Alpha Gal Syndrome (AGS) is an acquired allergic condition triggered by a tick bite. When a tick
— most commonly the lone star tick — bites a person, it introduces a sugar molecule called
galactose-alpha-1,3-galactose (alpha-gal) into the bloodstream. In some individuals, this
triggers the immune system to produce IgE antibodies against alpha-gal. Because alpha-gal is
present in the tissue of most mammals, those antibodies then react when the person eats red
meat, pork, dairy, or other mammalian products.
What makes Alpha Gal Syndrome particularly disorienting is the delayed onset of symptoms.
Unlike most food allergies, which produce immediate reactions, AGS reactions typically emerge
three to eight hours after eating the offending food. This delay makes it notoriously difficult to
diagnose, and the average patient waits years before receiving a correct diagnosis.
Symptoms range widely and can include hives, itching, gastrointestinal distress, swelling,
difficulty breathing, and in severe cases, anaphylaxis. Because the symptoms overlap with so
many other conditions — IBS, MCAS, generalized food intolerances — many people cycle
through specialists without answers.
Alpha Gal Is Not Rare — Especially in Wisconsin
Most people assume Alpha Gal Syndrome is uncommon. It is not. The CDC has identified it as
an emerging public health concern, and case numbers have increased substantially since 2010.

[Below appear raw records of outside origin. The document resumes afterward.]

PR #6227, opened 2020-10-20
Add travis job to verify frontend library build

nb-ohad:

### Explain the changes
1. 

1. 

### Testing Instructions:
1.

### DIFF
--- a/.travis.yml
+++ b/.travis.yml
@@ -34,6 +34,13 @@ matrix:
         - make tester ${NO_CACHE} ${SUPPRESS_LOGS} || exit 1
         - make test ${SUPPRESS_LOGS}
 
+    - language: generic
+
+      name: "Frontend Library Build Test"
+
+      script:
+        - make verify-fe-lib
+
     - language: node_js
       node_js:
         - "12"
--- a/src/deploy/NVA_build/FrontendLib.Dockerfile
+++ b/src/deploy/NVA_build/FrontendLib.Dockerfile
@@ -1,0 +1,31 @@
+FROM noobaa-builder
+
+######################################################################
+# Layers:
+#   Title: npm install (using package.json)
+#   Size: ~ 805 MB
+#   Cache: Rebuild when there is new package.json or package-lock.json
+######################################################################
+COPY ./package*.json ./
+RUN npm install --production && \
+    npm cache clean --force
+
+######################################################################
+# Layers:
+#   Title: npm install the frontend
+#   Size: ~ 116 MB
+#   Cache: Rebuild when there is new package.json or package-lock.json 
+######################################################################
+COPY ./frontend/package*.json ./frontend/
+RUN cd frontend && \
+    npm install
+
+######################################################################
+# Layers:
+#   Title: Copying the code and Building the frontend library
+#   Size: ~ 245 MB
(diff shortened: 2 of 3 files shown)


src/deploy/NVA_build/FrontendLib.Dockerfile
```diff
@@ -0,0 +1,31 @@
...
+#   Cache: Rebuild when there is new package.json or package-lock.json 
+######################################################################
+COPY ./frontend/package*.json ./frontend/
+RUN cd frontend && \
+    npm install
+
+##############################################################
+# Layers:
+#   Title: Copying the code and Building the frontend
+#   Size: ~ 131 MB
```
liranmauda, line 26: The Title should represent the building of the frontend dependencies.
The size is probably different, you can remove it (or update the value)

.travis.yml
```diff
@@ -34,6 +34,13 @@ matrix:
         - make tester ${NO_CACHE} ${SUPPRESS_LOGS} || exit 1
         - make test ${SUPPRESS_LOGS}
 
+    - language: generic
```
nimrod-becker, line 37: Don't think it should be another spawn on its own. It will take another machine and we are bound on resources as is.

Since systems tests are the shorter one (for now) I think we can add this as a step to that job (after the tests if you are afraid of noise created by the compilation)

src/deploy/NVA_build/FrontendLib.Dockerfile
```diff
@@ -0,0 +1,31 @@
+FROM noobaa-builder
```
nimrod-becker, line 1: this dockerfile is for the test only right ?

nimrod-becker (changes requested):

src/deploy/NVA_build/FrontendLib.Dockerfile
liranmauda: Yes, as building the frontend dependencies needs tools such as node, npm, and some dependencies from the core, the easiest way to get it is by running docker built.
Noobaa-builder containers all the build needs, and on this Dockerfile (FrontendLib)  we are also running `npm install --production` on the core so we will have the modules required by the frontend.

.travis.yml
liranmauda: We can, but currently, this job is fast (~4 min) so this has little effect. 
The upside of adding it as another spawn is that we can add to it all the frontend unit tests

nimrod-becker (approved):

.travis.yml
nb-ohad: No, We cannot add the frontend tests as this build is destructive for the frontend, this is also a reason to run it as a diff spawn. I think the FE tests should be incorporated into the "Unit Tests" job

liranmauda: It is not distractive as it is inside an image...

nb-ohad: I mean you cannot run the FE tests (on a container build with that image) after you run this code

src/deploy/NVA_build/FrontendLib.Dockerfile
nb-ohad: done

liranmauda (approved):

What surprises many is that Wisconsin has been flagged as one of two unexpected hotspot states — alongside Minnesota — with meaningful clusters of AGS cases occurring well outside
the traditional lone star tick range in the southeastern United States.
Researchers believe this may be due to travel-related tick exposures or, potentially, transmission by additional tick species present in our region. Whatever the mechanism, the data is clear: people right here in Wisconsin are being diagnosed with Alpha Gal Syndrome, and many more are likely living with it undiagnosed.
If you spend time outdoors — hunting, hiking, gardening, or simply living in a rural or wooded area — you are not immune.
The Standard Answer Is “Avoidance.” But That Isn’t the Only Answer.
I first became aware of how urgently people were looking for alternatives to lifelong avoidance
when I received a phone call from someone eight hours away. They had been diagnosed with
Alpha Gal Syndrome, had exhausted every conventional option, and were searching for a
practitioner who offered SAAT. They found me.
That call changed how I thought about this condition and about my responsibility to make this
information accessible.
The overwhelming message from the conventional medical world is that Alpha Gal Syndrome is
permanent and manageable only through strict dietary restriction. And while avoidance is
necessary and important — especially while immune sensitization is active — it should not be
the only tool available to patients. The good news is that it isn’t.
What Is SAAT and How Does It Address Alpha Gal?
Soliman’s Auricular Allergy Treatment was developed by Dr. Nader Soliman, a physician based
in Rockville, Maryland, with over 25 years of specialization in auricular acupuncture. The
treatment draws on the foundational work of Dr. Paul Nogier, who mapped the ear as a
microsystem of the entire body in 1960s France, and applies it through a highly refined,
standardized protocol that Dr. Soliman developed around 2003.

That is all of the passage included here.